Intervention de Dominique Potier

Séance en hémicycle du jeudi 28 janvier 2021 à 9h00
Accessibilité des magasins de la grande distribution aux personnes en situation de handicap — Discussion générale

Photo issue du site de l'Assemblée nationale ou de WikipediaDominique Potier :

Cette proposition de loi, née d'une expérience très pratique menée dans votre circonscription, madame la rapporteure, faite d'innovation sociale et territoriale, s'inscrit dans la tradition personnaliste, que je partage en grande partie avec la famille du groupe Dem, selon laquelle le politique se forme dans l'expérience. Bien sûr, le politique ne peut se résumer à cela, mais il est aussi cela. Nous prenons des décisions à partir de nos propres expériences sans pour autant en faire des récits de vie, qui encombrent, parfois de manière un peu indécente et agaçante, les débats parlementaires.

En l'occurrence, madame la rapporteure, vous avez pris la bonne distance par rapport au sujet pour faire un travail en profondeur dans la continuité du processus engagé, il y a plus de quinze ans, par le Président Chirac. Il visait à améliorer les dispositifs dans les entreprises et l'espace public, en fixant des obligations, mais il avait laissé un angle mort : le droit pour les personnes souffrant de troubles du spectre de l'autisme à consommer de façon adaptée à leur situation, autrement dit l'amélioration de la vie quotidienne de 700 000 de nos concitoyens. Merci, madame la rapporteure, pour votre travail.

Cependant, si je veux être honnête, je ne peux pas ne pas dire une certaine déception – la mienne autant que celle du groupe Socialistes et apparentés. Nous donnerions sinon dans le mielleux, ce qui ne serait pas servir notre cause commune. Vous aviez proposé un petit pas que personne n'avait considéré comme insignifiant. Il était même de nature à engager un processus, et nous nous apprêtions, comme chaque fois que nous nous trouvons face à une bonne idée, à chercher des améliorations : quelle durée retenir ? quelle obligation déterminer ? quelle limite de taille fixer pour les magasins concernés ? Quelle n'a donc pas été notre surprise quand nous avons constaté que ce dispositif avait été troqué contre une longue discussion, dénommée dans le texte « concertation », sans doute après que vous ayez négocié. Après Sylvia Pinel, Sébastien Jumel et un peu tous les orateurs finalement, je m'interroge : est-il nécessaire de légiférer pour engager une concertation dans ce pays ?

Je suis bien conscient du jeu des contraintes et des compromis auquel vous avez dû vous soumettre et compte tenu de l'objet de ce texte, il n'y aura aucune polémique de notre part. Pas de suspense : nous le soutiendrons. Je tiens tout de même à ce que cette courte intervention soit pour nous l'occasion de réfléchir : franchement, a-t-on besoin de dix-huit mois dans notre pays pour faire une heure de silence dans nos magasins.

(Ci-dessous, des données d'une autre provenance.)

PR #237, opened 2021-11-11
workaround for udev issue on some platforms

richm:
On some platforms, udev reports that the device is not in use when
it actually is being used.  This cause the idempotency checking part
of the test to fail.  The solution is to use `udevadm trigger` to
force udev to rescan and pick up any pending changes.

### DIFF
--- a/tests/tests_change_fs.yml
+++ b/tests/tests_change_fs.yml
@@ -23,6 +23,10 @@
         min_size: "{{ volume_size }}"
         max_return: 1
 
+    - name: Workaround for udev issue on some platforms
+      command: udevadm trigger --subsystem-match=block
+      changed_when: false
+
     - name: Create a LVM logical volume with default fs_type
       include_role:
         name: linux-system-roles.storage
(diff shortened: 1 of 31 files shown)


dwlehman (approved):
lgtm

richm:
[citest]

richm:
[citest]

richm:
[citest bad]

richm:
[citest bad]

richm:
[citest bad]

richm:
@dwlehman kinda ugly, but seems to make basic smoke test happy on rhel9

richm:
[citest]

richm:
[citest bad]

richm:
@dwlehman I had to add a udevadm to almost every test in basic smoke test - this seems excessive - maybe there is a better way?

richm:
[citest bad]

richm:
@dwlehman I would like to close this PR and use this one instead - https://github.com/linux-system-roles/storage/pull/243 - if the issue is that the changes that blivet makes aren't immediately recognized by udev, then it seems the right way to handle this is to use udevadm to force udev to recognize those changes immediately after blivet changes something.

PR #241, opened 2021-11-23
Added support for LVM RAID volumes

japokorn:
- raid_level can be used on pool volume
- raid_disks can specify disks to be used
- test added
- refactored BlivetLVMVolume._create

Ceux mêmes qui nous reprochent de ne pas réformer assez vite, de ne pas savoir nous adapter à l'urgence qu'impose le rythme de la mondialisation, nous disent tout à coup qu'il faut prendre le temps, alors même que la grande distribution n'est pas un secteur en difficulté. Qu'il faille aller au-delà de l'heure de silence hebdomadaire, tout le monde en convient, mais pourquoi n'avoir pas maintenu votre proposition première en y ajoutant un processus de discussion pour aller plus loin ? Cela aurait donné du corps, du nerf, du crédit à votre démarche. Nous trouvons dommage que vous ne l'ayez pas fait d'autant que notre démocratie sociale permet de se concerter, comme l'a rappelé Sylvia Pinel, sans passer par la loi.

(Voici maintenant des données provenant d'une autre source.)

PR #242, opened 2021-11-29
add tags to allow skipping lvm tests

richm:
lvm is currently broken on el9.  We need to skip these tests until
lvm is fixed.  See https://bugzilla.redhat.com/show_bug.cgi?id=1967212

### DIFF
--- a/tests/tests_change_fs.yml
+++ b/tests/tests_change_fs.yml
@@ -6,6 +6,8 @@
     mount_location: '/opt/test1'
     volume_size: '5g'
     fs_after: "{{ (ansible_distribution == 'RedHat' and ansible_distribution_major_version == '6') | ternary('ext4', 'xfs') }}"
+  tags:
+    - tests::lvm
 
   tasks:
     - include_role:
--- a/tests/tests_change_fs_use_partitions.yml
+++ b/tests/tests_change_fs_use_partitions.yml
@@ -7,6 +7,8 @@
     mount_location: '/opt/test1'
     volume_size: '5g'
     fs_type_after: "{{ 'ext3' if (ansible_distribution == 'RedHat' and ansible_distribution_major_version == '6') else 'ext4' }}"
+  tags:
+    - tests::lvm
 
   tasks:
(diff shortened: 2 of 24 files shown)


richm:
@vojtechtrefny

richm:
Note for reviewers - the default `type` for a volume is `lvm` - so if the test does not specify `type: something` in the `vars`, then it defaults to `lvm` - this is why some tests appear to be skipped without specifying `type: lvm` explicitly

nhosoi:
Do we need `tests::lvm` tag for https://github.com/richm/storage/blob/tag-lvm-tests/tests/tests_deps.yml, too?

richm:
> Do we need `tests::lvm` tag for https://github.com/richm/storage/blob/tag-lvm-tests/tests/tests_deps.yml, too?

I don't think so, because that test only uses `blivet` in `packages_only` mode, which doesn't actually modify the lvm configuration (storage team, please correct me if I'm wrong)

richm:
[citest bad]

nhosoi (approved):
Thanks for the clarification, @richm.

lgtm

richm:
. . . and now the rhel-x test is inexplicably passing :-(  Was blivet updated?  was lvm2 reverted to not use the devices file?????

richm:
so some systems have `lvm2-2.03.14-2` which fails:
```
%changelog
* Thu Nov 18 2021 Marian Csontos <mcsontos@redhat.com> - 2.03.14-2
- Change use_devices_file default back to 1.
```
and some systems (like the one used by this CI) have `lvm2-2.03.14-1` which passes

vojtechtrefny:
> . . . and now the rhel-x test is inexplicably passing :-( Was blivet updated? was lvm2 reverted to not use the devices file?????

Yes the device file feature is disabled with lvm2-2.03.14-1, this is a [bug](https://bugzilla.redhat.com/show_bug.cgi?id=2021703) and it is fixed by lvm2-2.03.14-2 where the feature is enabled again.

PR #256, opened 2022-02-21
Less verbosity by default

lucab85:
Set the verbosity level to 1 for all the debug operation


richm:
[citest commit:0d188318063ce75b90e58e0757169f08d3462b30]

vojtechtrefny (approved):
I think we can hide these by default, these are mostly for debugging and we are running the tests with `-vv` in the CI anyway.

richm (approved):
lgtm

PR #262, opened 2022-04-08
allow role to work with gather_facts: false

richm:
Allow the role to work if the playbook has set `gather_facts: false`.
The `gather_subset: min` includes all of the facts used by this
role.  Other roles may need to gather more facts.
The role gathers the facts where they are needed.  Other roles may
need to gather facts in a different place.

### DIFF
--- a/tasks/set_vars.yml
+++ b/tasks/set_vars.yml
@@ -1,4 +1,10 @@
 ---
+- name: Ensure ansible_facts used by role
+  setup:
+    gather_subset: min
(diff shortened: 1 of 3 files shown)


nhosoi (approved):
lgtm

A good candidate to add to the template and the best-practices?

richm:
> lgtm
> 
> A good candidate to add to the template and the best-practices?

Yes.

vojtechtrefny (approved):
Looks good to me.

PR #263, opened 2022-04-18
add xfsprogs for non-cloud-init systems

richm:
There should be an explicit dependency on the `xfsprogs` packages.
The role works in CI because the CI systems are using `cloud-init`
based VMs which pull in xfsprogs.  On non-cloud-init systems the
package is missing and the role fails.


vojtechtrefny (approved):

richm:
[citest bad]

Dans les minutes qui me restent, je soulignerai que votre proposition de loi, au-delà de la prise en compte des personnes en situation de handicap, ouvre une réflexion sur le rééquilibrage des sphères de l'existence. Compte tenu de la crise de la covid-19, il est certes nécessaire d'ouvrir les magasins le dimanche pour assurer la survie de bien des secteurs, tout le monde en convient. Mais, m'appuyant sur les travaux de Marie Balmary et d'autres personnes qui nous aident à réfléchir au monde actuel, j'aimerais mettre en question la pertinence de l'ouverture des magasins tous les jours de la semaine. Le dimanche a été inventé pour que, dans notre civilisation, il y ait un temps pour autre chose que produire et consommer.